» MATERIAL PROVIDED
PR #1484, opened 2015-01-06
Support flake8 as part of the devel test runner

barnabycourt:


devel/pulp/devel/test_runner.py
```diff
@@ -60,9 +69,28 @@ def run_tests(packages, tests_all_platforms, tests_non_rhel5):
...
     # don't run the server or plugins tests in RHEL5.
+    flake8_exit_code = 0
     if sys.version_info >= (2, 6):
+        # make sure we test everything
         args.extend(tests_non_rhel5)
+
+        # Check the files for coding conventions
+        if run_flake8:
+            if not flake8_paths:
+                flake8_paths = ['.']
```
rbarlow: We should probably find a better way of choosing the path. This assumes that your CWD is a particular value, but the run-tests.py script does not otherwise assume that. You may need to have this method require these paths to be set to avoid this problem since it will be difficult to determine otherwise.

devel/pulp/devel/test_runner.py
```diff
@@ -60,9 +69,28 @@ def run_tests(packages, tests_all_platforms, tests_non_rhel5):
...
+
+            flake8_args = ['flake8', '--config', 'flake8.cfg', ]
+            if flake8_excludes:
+                joined_flake8_excludes = ','.join(flake8_excludes)
+                flake8_args.extend(['--excludes', joined_flake8_excludes])
+
+            for flake_path in flake8_paths:
+                flake8_command = copy.copy(flake8_args)
+                flake8_command.append(flake_path)
+                flake8_exit_code = (flake8_exit_code or subprocess.call(flake8_command))
```
rbarlow: flake8 accepts multiple paths as arguments, so rather than calling it several times like this you could just append all the args to flake_args and run it once. This is how run-tests.py currently works.

rbarlow: Also, running it this way will not show all the errors at once (it's failfast).

devel/pulp/devel/test_runner.py
```diff
@@ -60,9 +69,28 @@ def run_tests(packages, tests_all_platforms, tests_non_rhel5):
...
+
     else:
+        flake8_exit_code = 0
```
rbarlow: This was already set to 0 at the beginning of this method.

devel/pulp/devel/test_runner.py
rbarlow: The other option is to require these paths to be absolute paths, and to require them to be present. Thus, it is the caller's responsibility to make sure the paths do not depend on CWD.

run-tests.py
```diff
@@ -11,16 +11,10 @@
 PROJECT_DIR = os.path.dirname(__file__)
 subprocess.call(['find', PROJECT_DIR, '-name', '*.pyc', '-delete'])
 
-# Check for style
-config_file = os.path.join(PROJECT_DIR, 'flake8.cfg')
 # These paths should all pass PEP-8 checks
 paths_to_check = [
     'server/pulp/server/tasks/',
     'server/test/unit/server/']
-paths_to_check = [os.path.join(PROJECT_DIR, p) for p in paths_to_check]
```
rbarlow: By dropping this, you cause this script to depend on CWD when it was CWD agnostic before. I think it's important to be able to call the tests with any path from any working directory. If we simply require this param, expect the caller to pass it as absolute paths, and keep this line, everything will continue to work.

run-tests.py
```diff
@@ -11,16 +11,10 @@
 PROJECT_DIR = os.path.dirname(__file__)
 subprocess.call(['find', PROJECT_DIR, '-name', '*.pyc', '-delete'])
 
-# Check for style
-config_file = os.path.join(PROJECT_DIR, 'flake8.cfg')
```
rbarlow: You've also assumed CWD by dropping this.

devel/pulp/devel/test_runner.py
```diff
@@ -60,9 +69,28 @@ def run_tests(packages, tests_all_platforms, tests_non_rhel5):
...
     if sys.version_info >= (2, 6):
+        # make sure we test everything
         args.extend(tests_non_rhel5)
+
+        # Check the files for coding conventions
+        if run_flake8:
+            if not flake8_paths:
+                flake8_paths = ['.']
+
+            flake8_args = ['flake8', '--config', 'flake8.cfg', ]
```
rbarlow: This is assuming that CWD has flake8.cfg.

rbarlow:
I don't think we should merge this until it works no matter which directory the user runs it from.

barnabycourt:
Agree'd, I'll think through the CWD issue

rbarlow:
Another thing that we could do as part of this PR, or later if you prefer, is to support the -x flag on flake8. I added -x a while back - it's basically a failfast on any tests that fail. For flake8, we could exit immediately if the -x flag was set and there were any flake8 problems, rather than running the tests after flake8. If you'd prefer to do that as a separate effort, let me know and I'll file a task about it.

PR #1487, opened 2015-01-06
do not throw exception information away

asmacdo:
Pulp caught exceptions (Exception) and then reraised as a PulpDataException. Additionally, errors are sometimes thown that contain other errors inside e.extra_data. This information was thrown away and could not be used.

Solution renders all error data recursively and allows the exception to bubble up rather than reraising as a different exception.

Reopened from https://github.com/pulp/pulp/pull/1392

This is necessary for the right information to get back to the user after we merge https://github.com/pulp/pulp_docker/pull/52

### DIFF
--- a/server/test/unit/test_repo_distributor_manager.py
+++ b/server/test/unit/test_repo_distributor_manager.py
@@ -237,7 +237,7 @@ class RepoDistributorManagerTests(base.PulpServerTests):
         try:
             self.distributor_manager.add_distributor('rohan', 'mock-distributor', {}, True)
             self.fail('Exception expected')
-        except exceptions.PulpDataException:
+        except Exception, e:
             pass
 
         # Cleanup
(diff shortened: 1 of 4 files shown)


server/test/unit/test_repo_distributor_manager.py
```diff
@@ -237,7 +237,7 @@ def test_add_distributor_validate_raises_error(self):
         try:
             self.distributor_manager.add_distributor('rohan', 'mock-distributor', {}, True)
             self.fail('Exception expected')
-        except exceptions.PulpDataException:
+        except Exception, e:
```
asmacdo: The reason for this is that the exception that bubbles up is a generic Exception. Previously we caught this and reraised more specific exception.

asmacdo:
@rbarlow since you looked at this before, would you mind taking another?

asmacdo:
@rbarlow, there we go. Ready for review.

rbarlow:
LGTM.

PR #1488, opened 2015-01-06
Fixes the mutation of queue name to get it right on all hostnames

bmbouter:
https://bugzilla.redhat.com/show_bug.cgi?id=1179463

The issue was that strip() treats the string passed into it as an iterator, which was stripping extra characters on hostnames that end in 'd', 'q', or '.'. The incorrect resultant queue name caused the task dispatched to not go to the correct worker.

### DIFF
--- a/server/pulp/server/async/tasks.py
+++ b/server/pulp/server/async/tasks.py
@@ -271,7 +271,8 @@ class Task(CeleryTask, ReservedTaskMixin):
         ### This is a temporary workaround for https://github.com/celery/celery/issues/2216 ###
         queue_name_to_save = queue
         if kwargs.get('exchange', None) == DEDICATED_QUEUE_EXCHANGE:
-            kwargs['queue'] = queue.rstrip('.dq')
+            # Strip off '.dq' from the end of the queue name
+            kwargs['queue'] = queue[:-3]
         #######################################################################################
 
         async_result = super(Task, self).apply_async(*args, **kwargs)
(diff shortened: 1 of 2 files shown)


server/pulp/server/async/tasks.py
```diff
@@ -271,7 +271,8 @@ def apply_async(self, *args, **kwargs):
         ### This is a temporary workaround for https://github.com/celery/celery/issues/2216 ###
         queue_name_to_save = queue
         if kwargs.get('exchange', None) == DEDICATED_QUEUE_EXCHANGE:
-            kwargs['queue'] = queue.rstrip('.dq')
+            # Strip off '.dq' from the end of the queue name
+            kwargs['queue'] = queue[:-3]
```
mhrivnak: I assume this means you're 100% confident that the queue value will always end in ``.dq``. If not, you could use something like ``if foo.endswith('.dq'):`` or a regex-based substitution.

mhrivnak:
LGTM

server/pulp/server/async/tasks.py
bmbouter: I am very, very confident that when the exchange specifies the dedicated queue exchange, the queue name contains a .dq at the end of it introduced in the assigned_queue name on [L#126](https://github.com/bmbouter/pulp/blob/1179463/server/pulp/server/async/tasks.py#L126). Pulp only uses the dedicated queue exchange for tasks dispatched using appy_async_with_reservation.

PR #1489, opened 2015-01-06
PEP-8 pulp.server.content.sources.

rbarlow:
I ended up also PEP-8ing some Nodes modules that I had to modify due to
changes in this package as well.


barnabycourt:
LGTM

» AIM OF THE EXERCISE
Once you reach the line that contains "PR #1489, opened 2015-01-06", print it and every line after it exactly as written, stopping at the last line of the records and adding nothing.

» RESPONSE AREA
PR #1489, opened 2015-01-06
PEP-8 pulp.server.content.sources.

rbarlow:
I ended up also PEP-8ing some Nodes modules that I had to modify due to
changes in this package as well.


barnabycourt:
LGTM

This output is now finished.